▶ _GIVEN DATA_:
= = = =
PR #91, opened 2023-08-10
Add a few type hints to the codebase

gabrieldemarmiesse:
I added some type hints, not all. We can add other type hints later on in other pull requests. I recommend sqash and merge as the merging method as I'm not fond of rewriting my branch history (a bit dangerous).

### DIFF
--- a/plum/dispatcher.py
+++ b/plum/dispatcher.py
@@ -2,7 +2,7 @@ from typing import Callable, Dict, Optional, Tuple, Union
 
 from .function import Function
 from .signature import Signature
-from .util import get_class, is_in_class
+from .util import TypeHint, get_class, is_in_class
 
 __all__ = ["Dispatcher", "dispatch", "clear_all_cache"]
 
@@ -36,7 +36,7 @@ class Dispatcher:
         # set the signature argument to `None`.
         return self._add_method(method, None, precedence=precedence)
 
-    def multi(self, *signatures: Union[Signature, Tuple[type, ...]]) -> Callable:
+    def multi(self, *signatures: Union[Signature, Tuple[TypeHint, ...]]) -> Callable:
         """Decorator to register multiple signatures at once.
 
         Args:
--- a/plum/dispatcher.py
+++ b/plum/dispatcher.py
@@ -1,4 +1,4 @@
-from typing import Callable, Optional, Union
+from typing import Callable, Dict, Optional, Tuple, Union
 
 from .function import Function
 from .signature import Signature
@@ -17,8 +17,8 @@ class Dispatcher:
     """
 
     def __init__(self):
-        self.functions: dict[str, Function] = {}
-        self.classes: dict[str, dict[str, Function]] = {}
+        self.functions: Dict[str, Function] = {}
+        self.classes: Dict[str, Dict[str, Function]] = {}
 
     def __call__(self, method: Optional[Callable] = None, precedence: int = 0):
         """Decorator to register for a particular signature.
@@ -36,7 +36,7 @@ class Dispatcher:
         # set the signature argument to `None`.
         return self._add_method(method, None, precedence=precedence)
 
-    def multi(self, *signatures: Union[Signature, tuple[type, ...]]) -> Callable:
+    def multi(self, *signatures: Union[Signature, Tuple[type, ...]]) -> Callable:
         """Decorator to register multiple signatures at once.
 
         Args:
--- a/plum/dispatcher.py
+++ b/plum/dispatcher.py
@@ -1,4 +1,4 @@
-from typing import Optional, Callable, Union
+from typing import Callable, Optional, Union
 
 from .function import Function
 from .signature import Signature
@@ -88,7 +88,12 @@ class Dispatcher:
 
         return namespace[name]
 
-    def _add_method(self, method: Callable, *signatures: Optional[Signature], precedence: Optional[int]) -> Function:
+    def _add_method(
+        self,
+        method: Callable,
+        *signatures: Optional[Signature],
+        precedence: Optional[int],
+    ) -> Function:
         f = self._get_function(method)
         for signature in signatures:
             f.register(method, signature, precedence)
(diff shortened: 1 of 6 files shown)


plum/function.py
```diff
@@ -14,8 +14,13 @@
 _promised_convert = None
 """function or None: This will be set to :func:`.parametric.convert`."""
 
+# replace this by from typing import Self in python 3.11
+Self = TypeVar("Self")
```
wesselb, line 18:
```suggestion
# `typing.Self` is available for Python 3.11 and higher.
try:  # pragma: specific no cover 3.11
    from typing import Self
except ImportError:  # pragma: specific no cover 3.7 3.8 3.9 3.10
    Self = TypeVar("Self", bound="Function")
```

How about this?

plum/function.py
```diff
@@ -14,8 +14,13 @@
...
 
-def _convert(obj, target_type):
+SomeExceptionType = TypeVar("SomeExceptionType", bound=Exception)
+
+
+def _convert(obj: Any, target_type: type):
```
wesselb, line 23:
```suggestion
def _convert(obj: Any, target_type: type) -> Any:
```

plum/function.py
```diff
@@ -391,7 +404,7 @@ def __call__(self, *args, **kw_args):
 
         return _convert(method(*args, **kw_args), return_type)
 
-    def invoke(self, *types):
+    def invoke(self, *types: type):
```
wesselb, line 407:
```suggestion
    def invoke(self, *types: type) -> Callable:
```

plum/parametric.py
```diff
@@ -114,7 +116,7 @@ def type_parameter(cls):
             )
 
 
-def _default_le_type_par(p_left, p_right):
+def _default_le_type_par(p_left: Union[type, object], p_right: Union[type, object]):
```
wesselb, line 119:
```suggestion
def _default_le_type_par(p_left: Union[type, object], p_right: Union[type, object]) -> bool:
```

plum/resolver.py
```diff
@@ -95,7 +98,7 @@ def doc(self, exclude=None):
         # a newline.
         return "\n\n".join(unique_docs)
 
-    def register(self, signature):
+    def register(self, signature: Signature):
```
wesselb, line 101:
```suggestion
    def register(self, signature: Signature) -> None:
```

wesselb (commented):
This is incredibly helpful, @gabrieldemarmiesse! Thank you. :) I've added a few suggestions to add return types wherever the arguments have types.

Let me know when you think this is ready to merge.

gabrieldemarmiesse:
@wesselb you can re-review, I had the time to also change some stuff after running mypy on a bit of it.

type hints cannot be typed at "type", we have to use "object" it's the only public type hint available for it :(

plum/function.py
gabrieldemarmiesse: Yes, done

plum/resolver.py
gabrieldemarmiesse: done

plum/function.py
gabrieldemarmiesse: Done

plum/parametric.py
gabrieldemarmiesse: Done

plum/function.py
gabrieldemarmiesse: done

plum/dispatcher.py
```diff
@@ -15,10 +17,10 @@ class Dispatcher:
     """
 
     def __init__(self):
-        self.functions = {}
-        self.classes = {}
+        self.functions: Dict[str, Function] = {}
+        self.classes: Dict[str, Dict[str, Function]] = {}
 
-    def __call__(self, method=None, precedence=0):
+    def __call__(self, method: Optional[Callable] = None, precedence: int = 0):
```
wesselb, line 23:
```suggestion
    def __call__(self, method: Optional[Callable] = None, precedence: int = 0) -> Callable:
```

plum/function.py
```diff
@@ -80,22 +88,22 @@ class Function(metaclass=_FunctionMeta):
 
     _instances = []
 
-    def __init__(self, f, owner=None):
+    def __init__(self, f: Callable, owner: Optional[str] = None):
```
wesselb, line 91:
```suggestion
    def __init__(self, f: Callable, owner: Optional[str] = None) -> None:
```

plum/function.py
```diff
@@ -160,17 +168,19 @@ def __doc__(self):
         return doc if doc else None
 
     @__doc__.setter
-    def __doc__(self, value):
+    def __doc__(self, value: str):
```
wesselb, line 171:
```suggestion
    def __doc__(self, value: str) -> None:
```

wesselb:
@gabrieldemarmiesse ah, yes, I think you're right that the best we can do is use `object` for type hints. :( That's unfortunate. I think your solution with `TypeHint` is great!!

How would you feel about renaming `TypeHint` to `TypeHintType`, to avoid confusing with `beartype`'s `TypeHint`?

I've added a few more suggestions for return types. (`mypy` only checks functions with returns types, which is why I'm checking them all. :) )

gabrieldemarmiesse:
I'm unsure. TypeHint (the type) will be used a lot more in the codebase than beartype's TypeHint. And TypeHintType has Type in it twice, making it quite hard to understand at first glance and can hinder readability. I would suggest to take one of those three paths:
1) leave the PR untouched and merge it
2) Rename the import `from beartype.door import TypeHint as BeartypeTypeHint`
3) Find a new name for TypeHintType that is very easy to understand and read

wesselb (approved):
Alright, that's a fair point. I think the current solution is quite reasonable, so let's go with that then!

gabrieldemarmiesse:
Thanks, I'll make more PRs for type hints :)

wesselb:
Thank you, @gabrieldemarmiesse, that's much appreciated. :)

Issue #89, opened 2023-07-21
Is there a way to make pycharm understand what plum does?


gabrieldemarmiesse:
From the readme's example:

```python
from numbers import Number

from plum import dispatch


@dispatch
def f(x: str):
    return "This is a string!"


@dispatch
def f(x: int):
    return "This is an integer!"


@dispatch
def f(x: Number):
    return "This is a general number, but I don't know which type."
```

Pycharm doesn't understand the signature of the function f. It also can't jump to source according to the correct type. Is this possible to make pycharm work better with plum?

gabrieldemarmiesse:
No worries, I like plum a lot, but IDE integration prevents us from using it in our company, so yeah. But I can see the potential of this package. I think this was a missing feature of python

wesselb:
It's a shame, albeit completely reasonable of course, to hear that the lack of IDE integration is what's preventing adoption. I've been meaning to look into how difficult some reasonable degree of integration would be. Once I find some time to look into this, I'll update you in this issue!

machow:
I don't know how nuts this is in practice, but what about something like this?

```python
from typing import TYPE_CHECKING
from plum import dispatch

if TYPE_CHECKING:
    from typing import overload
else:
    def overload(f):
        return dispatch(f)


@overload
def f(x: int) -> int:
    return x

@overload
def f(x: str) -> str:
    return x
```

If plum defined an overload like above, I wonder if a user could do...

```python
from plum import overload

@overload
def f(x: int) -> int:
    return x

@overload
def f(x: str) -> str:
    return x
```

And then use it not just as a type stub, but also to implement the dispatch. I tested a bit in VS Code and was surprised it showed the overloaded signatures. One downside is that the signature for overload is the one from `typing.overload`.

machow:
@wch gave some really helpful feedback on this approach. In python 3.11, `overload` [sets the wrapped function in a registry](https://github.com/python/cpython/blob/3.11/Lib/typing.py#L2573-L2611). In this case, plum could use `typing.get_overloads()` to get all the original functions back...

```python
from typing import overloads
from plum import dispatch

@overload
def f(x: int) -> int:
    return x

@overload
def f(x: str) -> str:
    return x

# here, dispatch could use typing.get_overloads to retrieve the functions above
@dispatch
def f(x):
   raise NotImplementedError()
```

wesselb:
[...]

PR #93, opened 2023-08-13
Add `plum.overload`

wesselb:
@gabrieldemarmiesse, @machow, and @wch, I've taken a stab at adding `plum.overload` as described in #89. With this PR, the following would be functional and `mypy`-compliant:

```python
from plum.overload import dispatch, overload


@overload
def f(x: int) -> int:
    return x


@overload
def f(x: str) -> str:
    return x


@dispatch
def f(x):
    pass
```

How would something like this look?


wch:
I have two suggestions:


- make the `typing-extensions` dependency a hard dependency (not in `dev`), but conditional on Python version.
- make the `typing_extensions` import conditional on Python version.


For the first one, the pyproject.toml would have something like this:

```
dependencies = [
    ...,
    "typing-extensions; python_version<='3.10'"
]
```

(Note that I've done this kind of thing with setup.cfg, but I'm not 100% sure this is the correct syntax for pyproject.toml.)

If you do this, then the `try` wrapping the import won't be necessary.


Next, to make the `typing_extensions` import conditional on Python version, the code should look like this:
= = = =
▶ _YOUR ASSIGNMENT_:
What is needed is every line of the records that contains the word "Union".

▶ _RESPONSE BOX_:
@@ -2,7 +2,7 @@ from typing import Callable, Dict, Optional, Tuple, Union
-    def multi(self, *signatures: Union[Signature, Tuple[type, ...]]) -> Callable:
+    def multi(self, *signatures: Union[Signature, Tuple[TypeHint, ...]]) -> Callable:
-from typing import Callable, Optional, Union
+from typing import Callable, Dict, Optional, Tuple, Union
-    def multi(self, *signatures: Union[Signature, tuple[type, ...]]) -> Callable:
+    def multi(self, *signatures: Union[Signature, Tuple[type, ...]]) -> Callable:
-from typing import Optional, Callable, Union
+from typing import Callable, Optional, Union
+def _default_le_type_par(p_left: Union[type, object], p_right: Union[type, object]):
def _default_le_type_par(p_left: Union[type, object], p_right: Union[type, object]) -> bool:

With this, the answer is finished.